Stream allows you to run a design space exploration for both, traditional layer-by-layer processing as well as layer-fused processing of DNN workloads. The framework can be used to explore the performace of a workload on multi-core and single-core architectures.

In a first run, we are going to run ResNet-18 on quad-core architecture similar to a TPU like hardware [1]. We provide an `onnx <https://onnx.ai/>`_ model of this network in ``stream/inputs/examples/workload/resnet18.onnx`` and the HW architecture in ``stream/inputs/examples/hardware/TPU_like_quad_core.py``.

The onnx model has been shape inferred, which means that besied the input and output tensor shapes, all intermediate tensor shapes have been inferred, which is information required by Stream. 

.. warning::
    ZigZag requires an inferred onnx model, as it needs to know the shapes of all intermediate tensors to correctly infer the layer shapes. You can find more information on how to infer an onnx model `here <https://github.com/onnx/onnx/blob/main/docs/PythonAPIOverview.md#running-shape-inference-on-an-onnx-model>`_.
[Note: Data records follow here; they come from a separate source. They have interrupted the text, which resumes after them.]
PR #1125, opened 2023-10-04
Ticket #1120 + ContactError refinement: update domain overview verbiage

### LINKED ISSUE #1120: Update the verbiage to "None provided" when security email is not set on domain overview page
### Issue Description

Currently, if a security email is not set for a user, the domain overview page shows “None” under security email. 

Update to new verbiage: "None provided"

_No response_

### Issue Links

_No response_

zandercymatics:
## Ticket

Resolves #1120

## Changes

- Fixes and issue where security emails don't get displayed on the overview page
- The default text for a security email is now "None provided" on that page, instead of "None"
- Expanded the ContactError exception class so that we can further expand this in the future

## Context for reviewers
- So that we avoid redundant EPP calls, I am passing the security contact email by adding onto the context. That said, this seems somewhat inconsistent with what other pages are doing. Is there a better way to be doing this?

## Setup
Click the "manage" button for an approved domain. Note the default text on the overview page. Then, add a security email and note that it displays as expected.

  - [ ] Chrome
  - [ ] Microsoft Edge
  - [ ] FireFox
  - [ ] Safari

- [ ] Checked behavior

  - [ ] Chrome
  - [ ] Microsoft Edge
  - [ ] FireFox
  - [ ] Safari


src/registrar/templates/domain_detail.html
```diff
@@ -46,8 +46,11 @@ <h2 class="margin-top-neg-1"> DNS name servers </h2>
     {% include "includes/summary_item.html" with title='Your contact information' value=request.user.contact contact='true' edit_link=url %}
 
     {% url 'domain-security-email' pk=domain.id as url %}
-    {% include "includes/summary_item.html" with title='Security email' value=domain.security_email edit_link=url %}
-
+    {% if security_email is not None and security_email != "dotgov@cisa.dhs.gov"%}
```
abroddrick, line 49: just browsing really quick, everything else on a fast inspection looks great. Here can we have this default email just pull from PublicContact.getDefaultSecurityEmail().email or even do domain.getDefaultSecurityContact().email? That way if the default changes we dont have to remember to change it in multiple places

src/registrar/views/domain.py
```diff
@@ -42,6 +42,15 @@ class DomainView(DomainPermissionView):
 
     template_name = "domain_detail.html"
 
+    def get_context_data(self, **kwargs):
+        context = super().get_context_data(**kwargs)
+        security_email = self.get_object().get_security_email()
+        if security_email is None or security_email == "dotgov@cisa.dhs.gov":
```
abroddrick, line 48: same comment here, pull from domain.getdefaultsecurityEmail or get it from PublicContact instead of hardcoding it

src/registrar/models/utility/contact_error.py
```diff
@@ -1,2 +1,51 @@
+from enum import IntEnum
+
+
+class ContactErrorCodes(IntEnum):
+    """Used in the ContactError class for
+    error mapping.
+
+    Overview of contact error codes:
+        - 2000 CONTACT_TYPE_NONE
```
abroddrick, line 9: random, just curious, why 2000?

zandercymatics: I decided to somewhat follow the pattern from RFC 5730 - though very loosely (not literally). Not opposed at all to changing it, I just needed something to use here
image

abroddrick: The number doesn't matter so it's whatever you prefer. That is based on EPP standards so really happy if it matches or happy if it doesn't.

Katherine-Osos (approved):

rachidatecs:
I am unable to set a security email on a DNS Needed domain:

Screen Shot 2023-10-10 at 1 08 20 PM

zandercymatics:
@rachidatecs I may have broken something with that bug fix for deleted, will fix. Also worth noting that setting locally will not work as we cannot contact EPP

src/registrar/admin.py
```diff
@@ -222,6 +208,20 @@ def group(self, obj):
...
+
+    # Let's define First group
+    # (which should in theory be the ONLY group)
+    def group(self, obj):
+        if obj.groups.filter(name="full_access_group").exists():
+            return "Full access"
+        elif obj.groups.filter(name="cisa_analysts_group").exists():
+            return "Analyst"
+        return ""
+
```
zandercymatics, line 224: This was a merge conflict. I just moved it down so it was grouped with the other functions, but I can move it back if that is how it was in the original code

src/registrar/models/domain.py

Besides the workload and HW architecture, a mapping file must be provided which, as the name suggests, provides information about which layer can be mapped to which core in the hardware architecture. The mapping is provided in ``stream/inputs/examples/mapping/tpu_like_quad_core.py``.

The framework is generally ran through a main file which parses the provided inputs and contains the program flow through the stages defined in the main file.

.. note::

    You can find more information in the :doc:`stages` document.
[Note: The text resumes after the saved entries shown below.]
PR #1162, opened 2023-10-17
Ticket #1054: Connection pooling

### LINKED ISSUE #1054: Increase efficiency on epp calls
### Issue Description

The calls and current implementation for Epp results in a slow down on the epp pages especially when first going to them. Investigate how to make this more efficient excluding the idea of not checking hosts/contacts when not needed as this is covered in ticket #1053. Threading or multi-processing may be helpful for this but investigation should be done into how best to approach this

AC:
- collect ideas to make the caching more efficient and investigate a few choices
- investigate making the calls more efficient, by implementing code changes
- consider using a library to test the time efficiency of the changes to measure the efficiency change in a tangible way

Create any follow on tickets based on results of investigation as needed

_No response_

### Issue Links

blocked by: #1053

zandercymatics:
## Ticket

Resolves #1054 

## Changes

- Includes gevent and geventconnpool in the pipfile / piplock / requirements file
- Modifies client.py to incorporate pooling behavior. Three new variables are created on init: pool_options, _pool, and pool_status
- Changed the _send function in client.py, with an edge case included for timeouts.
- Changed the send function to check for an edge case where the pool isn't running, then restart it
- Added these functions in client.py: get_pool, _create_pool, kill_pool, _test_registry_connection_success, and start_connection_pool
- Modified socket.py to mesh with the pool
- New files (+ folder) in utility: pool.py, pool_error.py, pool_status.py. Used for pooling behavior
- Modified settings.py to allow for global pool settings, such as the pool size and the timeout period
- Added tests for the pool
- Changed ADR status from "In Review" to "Approved" as this ticket merging indicates that it was approved

## Context for reviewers
This ticket implements pooling, but it doesn't modify our caching behavior or remove redundant calls. Because of this, the calls to EPP itself are inherently inefficient. That said, we get a huge improvement just from pooling alone. From testing, 85-90% of the time we see improved load times. However, some calls will still "hang" on occasion (given that we have so many, the chance of this is high).

If load performance is consistently bad, then that means the pooling isn't working as we expect. If this only occurs rarely, then its likely just a slow EPP call. The general rule of thumb here is that this should not be happening often, but on rare occasion. 

Another thing to note is that if a catastrophic failure occurs with the pool (we cannot contact the registry or its otherwise broken), it will restart itself. I have not seen this occur without manually triggering it and/or creating an intentional timeout situation. If this happens, you can confirm this is happening by looking at my sandbox logs. This restart period should not  take very long 
## Context for designers
Since this touches on error handling, this may need to be checked. The current errors in place should be unchanged, though its worth testing just to make sure they still are consistent with what is expected.

## Setup
**Note:** When testing this locally, you will need to do a docker-compose down, docker-compose build, and docker-compose up because new packages were added.
Go to an approved domain, click manage domain and navigate between contacts and DNS. Try adding those, and note the performance difference between them. Should be substantially improved.

The EPP related buttons in /admin should also be working as expected.

**Note 2:** The AC mentions that the shared connection should be closed after a certain amount of time. However, in testing, this is inefficient and it makes more sense to keep this running due to minimal performance impact. If this is not desired, the "keepalive" setting should just be set to None and this will disable that behavior. With this disabled, the connection eventually gets culled after a timeout period (set by the registry / EPPLib) and a new pool will be spun up whenever a request is made for the first time since it got culled. This leads to inconsistent performance (as a new pool has to be spun up each time), it is much more consistent for the end user if we just keep this connection open - which we currently do.

- [x] Did dependency updates in Pipfile also get changed in requirements.txt?

  - [ ] Chrome
  - [ ] Microsoft Edge
  - [ ] FireFox
  - [ ] Safari

- [ ] Checked behavior

  - [ ] Chrome
  - [ ] Microsoft Edge
  - [ ] FireFox
  - [ ] Safari


zandercymatics:
These changes are not on my sandbox at this exact moment as I am doing a merge for an older PR. Will send an update message when they are back

zandercymatics:
This is back on my sandbox

src/registrar/models/domain.py
```diff
@@ -58,7 +59,7 @@ class Domain(TimeStampedModel, DomainHelper):
     G) Activation is controlled by the registry. It will happen automatically when the
        domain meets the required checks.
     """
-
+    # test comment for pushing to sandbox - will remove
```
abroddrick, line 62: **change before merging**: don't forget to delete this

src/registrar/tests/test_models_domain.py
```diff
@@ -873,7 +873,6 @@ def test_contact_getter_registrant(self):
             contact_id="regContact",
             contact_type=PublicContact.ContactTypeChoices.REGISTRANT,
         )
-
```
abroddrick, line 876: **non blocking suggestion**: undo accidentally removed line

zandercymatics:
@abroddrick Got those two changes in

Katherine-Osos (approved):

src/epplibwrapper/socket.py
```diff
@@ -14,24 +16,82 @@
...
+            # Occurs when an invalid creds are passed in - such as on localhost
+            except OSError as err:
+                logger.error(err)
+                return False
+            else:
+                self.disconnect()
+
+                # If we encounter a login error, fail
+                if self.is_login_error(response.code):
+                    logger.warning("was login error")
```
abroddrick, line 93:
```suggestion
                    logger.warning("A login error was found in test_connection_success")
```

Question: how can this every be true, when in client.send you're raising a LoginError if  the response code matches that of a login error.

src/epplibwrapper/utility/pool.py
```diff
@@ -0,0 +1,133 @@
...
+    """A connection pool for EPPLib.
+
+    Args:
+        client (Client): The client
+        login (commands.Login): Login creds
+        options (dict): Options for the ConnectionPool
+        base class
+    """
+
+    def __init__(self, client, login, options: dict):
```
zandercymatics, line 30: Should this change from a dict to just **options? Its a dict for intentional separation (so you _have_ to pass in an 'options' variable when using this), but if this is more confusing than not I can just remove it

src/epplibwrapper/tests/test_pool.py
```diff
@@ -0,0 +1,257 @@
...
+    pass
+
+logger = logging.getLogger(__name__)
+
+
+class TestConnectionPool(TestCase):
+    """Tests for our connection pooling behaviour"""
+
+    def setUp(self):
+        self.pool_options = {
```
abroddrick, line 31:
```suggestion
        # Mimic the settings added to settings.py
        self.pool_options = {
```

src/epplibwrapper/utility/pool.py
```diff
@@ -0,0 +1,133 @@
...
+        if "exc_classes" in options:
+            self.exc_classes = options["exc_classes"]
+
+        self.keepalive = None
+        if "keepalive" in options:
+            self.keepalive = options["keepalive"]
+
+        # Determines the period in which new
+        # gevent threads are spun up
+        self.spawn_frequency = 0.1
```
abroddrick, line 55: **comment**: maybe some context here as to what the measurement is. is that .1 of a second?

src/epplibwrapper/utility/pool.py
```diff
@@ -0,0 +1,133 @@
...
+            logger.error(message, exc_info=True)
+            # We want to raise a pool error rather than a LoginError here
+            # because if this occurs internally, we should handle this
+            # differently than we otherwise would for LoginError.
+            raise PoolError(code=PoolErrorCodes.NEW_CONNECTION_FAILED) from err
+
+    def _keepalive(self, c):
+        """Sends a command to the server to keep the connection alive."""
+        try:
+            # Sends a ping to EPPLib
```
abroddrick, line 80:
```suggestion
            # Sends a ping to the registry via EPPLib
```
**nitpick**

src/epplibwrapper/utility/pool.py
```diff
@@ -0,0 +1,133 @@
...
+
+                self.greenlets.clear()
+                self.conn.clear()
+
+                # Clear the semaphore
+                self.lock = BoundedSemaphore(self.size)
+            else:
+                logger.info("No connections to kill.")
+        except Exception as err:
+            logger.error("Could not kill all connections.")
```
abroddrick, line 110: **comment** you have this as an error in pool_error, why not use that here? It seems that error was made and never used

abroddrick (approved):
See comments first, some are just suggestions, but be sure to address (or at least read) before merging.

src/registrar/config/settings.py
```diff
@@ -534,6 +534,18 @@
 SECRET_REGISTRY_KEY_PASSPHRASE = secret_registry_key_passphrase
 SECRET_REGISTRY_HOSTNAME = secret_registry_hostname
 
+# Use this variable to set the size of our connection pool in client.py
+# WARNING: Setting this value too high could cause frequent app crashes!
```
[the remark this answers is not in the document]
zandercymatics: Good call, will leave a comment.

The reason is as follows: 
Having multiple pools means having to open multiple connections concurrently (same reason why we had slow load times before). Because of that slow load time, we had to change that timeout variable on our sandboxes. That timeout period is able to handle 6 connections being created at once, but if we set the pool to like 50 or 100 that could take a while to complete. If the pool needs to restart for any reason then it'll go through that process again

src/epplibwrapper/client.py
```diff
@@ -60,44 +64,99 @@ def __init__(self) -> None:
...
+                raise LoginError(
+                    "Couldn't connect to the registry after three attempts"
+                )
+            with self._pool.get() as connection:
+                response = connection.send(command)
+        except Timeout as t:
+            # If more than one pool exists,
+            # multiple timeouts can be floating around.
+            # We need to be specific as to which we are targeting.
+            if t is timeout:
```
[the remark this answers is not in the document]
zandercymatics: Yup! Basically, lets say that we are running three pools at once. Two of them are dead, but the third is running fine. gevent.timeouts are _global_ so if this line doesn't exist, it will kill all three pools rather than the dead ones.
https://www.gevent.org/api/gevent.timeout.html
image

src/epplibwrapper/client.py
```diff
@@ -60,44 +64,99 @@ def __init__(self) -> None:
...
-            logger.warning(message, cmd_type, exc_info=True)
+            # For linter
+            text = "failed to execute due to a registry login error."
+            message = f"{cmd_type} {text}"
+            logger.error(message, exc_info=True)
             raise RegistryError(message) from err
         except Exception as err:
-            message = "%s failed to execute due to an unknown error." % err
-            logger.warning(message, cmd_type, exc_info=True)
+            message = f"{cmd_type} failed to execute due to an unknown error."
```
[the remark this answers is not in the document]
zandercymatics: I did not know that about our production environment, I'll add those!

src/epplibwrapper/socket.py
```diff
@@ -14,24 +16,82 @@
...
         """Close the connection."""
         try:
             self.client.send(commands.Logout())
             self.client.close()
         except Exception:
             logger.warning("Connection to registry was not cleanly closed.")
+
+    def send(self, command):
+        """Sends a command to the registry.
+        If the response code is >= 2000,
```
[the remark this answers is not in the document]
zandercymatics: That is fair, I'll specify instead what error type is returned and the situation in which that happens. Error codes >= 2000 indicate a bad login/response from the registry basically (defined in the RegistryError class)

src/epplibwrapper/socket.py
zandercymatics: True, this I think is a code leftover from when I was manually doing code checking here. Will remove as I changed the LoginError behavior since then

dave-kennedy-ecs (commented):
(Non-blocking comment) I have run code locally and in sandbox.  My only suggestion has to do with the initialization.  It seems to me that the initialization of the pool of connections happens on the first EPP request, not on app initialization.  This causes the first access of a domain (by a user) to take more than 19 seconds with the current configuration.  This may be acceptable.  I think it would be better if the initialization could happen at app initialization rather than on demand.

Per transaction improvement is noticeable.

This is a very complicated ticket.  And I think it was well done.  Nice job, Zander.

zandercymatics:
@dave-kennedy-ecs That is interesting. Also quite strange that it is taking that long. Looking into if its feasible to do but would definitely be worth splitting into another ticket.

Layer-by-layer processing of workload
=====================================

Now, we would like to run the previously introduced workload in a layer-by-layer fashion, which means that one layer is exectued at once on a certain core and the next layer can only start as soon as all previous layers are completely done.

For this we have to exectue

.. code:: sh

    python main_stream.py

which parses the given workload, hw architecture and the corresponding mapping. Stream will now evaluate how efficently the workload can be executed on the given hardware with a layer-by-layer approach.
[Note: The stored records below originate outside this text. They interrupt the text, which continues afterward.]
PR #1183, opened 2023-10-20
Add Vicky to fixtures

rachidatecs:


src/registrar/fixtures_users.py
```diff
@@ -86,6 +86,12 @@ class UserFixture:
             "first_name": "Kristina",
             "last_name": "Yin",
         },
+        {
+            "username": "ac49d7c1-368a-4e6b-8f1d-60250e20a16f",
+            "first_name": "Vicky",
+            "last_name": "Chin",
+            "email": "szu.chin@associates.cisa.dhs.gov",
```
zandercymatics, line 93: Just making sure: does she want to use this email for Admin?

zandercymatics (approved):
LGTM. Only thing is the cisa email being used for the admin account which works kind of backward in my head to the pattern others have used, but its a non issue if she prefers it

src/registrar/fixtures_users.py
therealslimhsiehdy: +1 to Zanders comment, but it's non-blocking.

If Vicky doesn't wan't to keep swapping between two email tabs, we may want to keep up with the some_email for Admin and then some_email+1 for Analyst pattern

therealslimhsiehdy (approved):

dave-kennedy-ecs (approved):

PR #1182, opened 2023-10-20
Remove leading spaces to fix our issue template

h-m-f-t:
Fixes our issue template, which got borked in #1137.

PR #1137, opened 2023-10-06
More issue template refinement

h-m-f-t:
This follows the PR at #1113 and improves our issue template. 

* I've revised the text a little more so it should fit on 2 lines in situ (expected). 
* To make it easier for people to know which emoji to use, I've added the Github :emoji: names in the description text. 
* I also struck the placeholder text for the A/C, which felt too heavy.

This PR doesn't change required fields: only "Issue description and context" is mandatory.

PR #1113, opened 2023-10-03
Update issue template to add A/C and clarity

h-m-f-t:
This PR updates our `issue` issue template to add acceptance criteria and attempts clearer language.

## Context for reviewers

* It should be easy for our team and other interested people to submit issues to this repo. Though we should avoid overprescription, including common fields and reminders makes the work of creation better for the creators. 
* There is also a `story` issue template. Perhaps we should cut that and include relevant content here? It seems like we could recommend an `issue`-writer start with a user story and drop the other template.
* We currently use issues to determine ground truth for feature development and regularly edit issues to improve them – even ones other people submitted. That's not a common approach, and someone who wasn't expecting it might be offended by it. Should we give a heads up in our template and say e.g., "Issues may be revised by the product team to improve our understanding."?

PR #1184, opened 2023-10-20
Fix double emojis in issue template

h-m-f-t:
This is a small fix to #1182, which was a small fix to #1137, which was a small fix to #1113. This PR replaces :emojicode: with square brackets and extends a hyperlink.

(Maybe issue templates were a bad idea??)

### DIFF
--- a/.github/ISSUE_TEMPLATE/issue-default.yml
+++ b/.github/ISSUE_TEMPLATE/issue-default.yml
@@ -12,7 +12,7 @@ body:
     attributes:
       label: Issue description
       description: |
-        Describe the issue so that someone who wasn't present for its discovery can understand why it matters. Use full sentences, plain language, and good [formatting](https://docs.github.com/en/get-started/writing-on-github/getting-started-with-writing-and-formatting-on-github/basic-writing-and-formatting-syntax).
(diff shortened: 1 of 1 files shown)


.github/ISSUE_TEMPLATE/issue-default.yml
```diff
@@ -31,7 +31,7 @@ body:
     attributes:
       label: Links to other issues
       description: |
-        "Add issue #numbers this relates to and how (e.g., 🚧 :construction: Blocks, ⛔️ :no_entry: Is blocked by, 🔄 :repeat: Relates to)."
+        "Add issue #numbers this relates to and how (e.g., 🚧 [construction] Blocks, ⛔️ [no_entry] Is blocked by, 🔄 [arrows_counterclockwise] Relates to)."
```
zandercymatics, line 34: I think this square bracket notation w/out a link may have been broken in older github versions, but now it renders normally. If this still renders you'd need to use an escape character so like \[construction\] but I don't think its an issue. I tested it in a markdown file and it worked so I honestly don't see why it wouldn't here

h-m-f-t: Square brackets also worked for me. We'll find out when it's merged whether it actually works on GitHub!

abroddrick (approved):
I wanted to approve just based on the description of the PR alone!  Feel free to merge this in.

Layer-fused processing of workload
==================================

In a second run, we would like to run the same workload on the same HW with the same mapping. The difference will be that a layer-fused approach is used instead of a layer-by-layer approach.

For this we have to execute

.. code:: sh

    python main_stream_layer_splitting.py

which starts another run of Stream. Now the given inputs are processed in a layer-fused approach which means that each layer is split in several smaller parts. 

Analyzing results
=================

During the run of each experiement, Streams saves the results in the ``outputs`` folder based on the paths provided in the ``main_stream.py`` and ``main_stream_layer_splitting.py`` files. In this folder, there will be four ``.png`` files. Two of them show the schedule of workload's layer on the different cores of the hw architecture (one file for the layer-by-layer approach and one file for the layer-fused approach). Besides this, the other two ``.png`` files show the memory utilization of the different cores in the system for the two different experiements. More explanation about the results can be found on the :doc:`outputs` page.

[1] N. P. Jouppi, C. Young, N. Patil, D. Patterson, G. Agrawal, R. Bajwa,
S. Bates, S. Bhatia, N. Boden, A. Borchers, R. Boyle, P.-l. Cantin,
C. Chao, C. Clark, J. Coriell, M. Daley, M. Dau, J. Dean, B. Gelb, T. V.
Ghaemmaghami, R. Gottipati, W. Gulland, R. Hagmann, C. R. Ho,
D. Hogberg, J. Hu, R. Hundt, D. Hurt, J. Ibarz, A. Jaffey, A. Jaworski,
A. Kaplan, H. Khaitan, D. Killebrew, A. Koch, N. Kumar, S. Lacy,
J. Laudon, J. Law, D. Le, C. Leary, Z. Liu, K. Lucke, A. Lundin,
G. MacKean, A. Maggiore, M. Mahony, K. Miller, R. Nagarajan,
R. Narayanaswami, R. Ni, K. Nix, T. Norrie, M. Omernick,
N. Penukonda, A. Phelps, J. Ross, M. Ross, A. Salek, E. Samadiani,
C. Severn, G. Sizikov, M. Snelham, J. Souter, D. Steinberg, A. Swing,
M. Tan, G. Thorson, B. Tian, H. Toma, E. Tuttle, V. Vasudevan,
R. Walter, W. Wang, E. Wilcox, and D. H. Yoon, “In-datacenter
performance analysis of a tensor processing unit,” SIGARCH Comput.
Archit. News, vol. 45, no. 2, p. 1–12, jun 2017.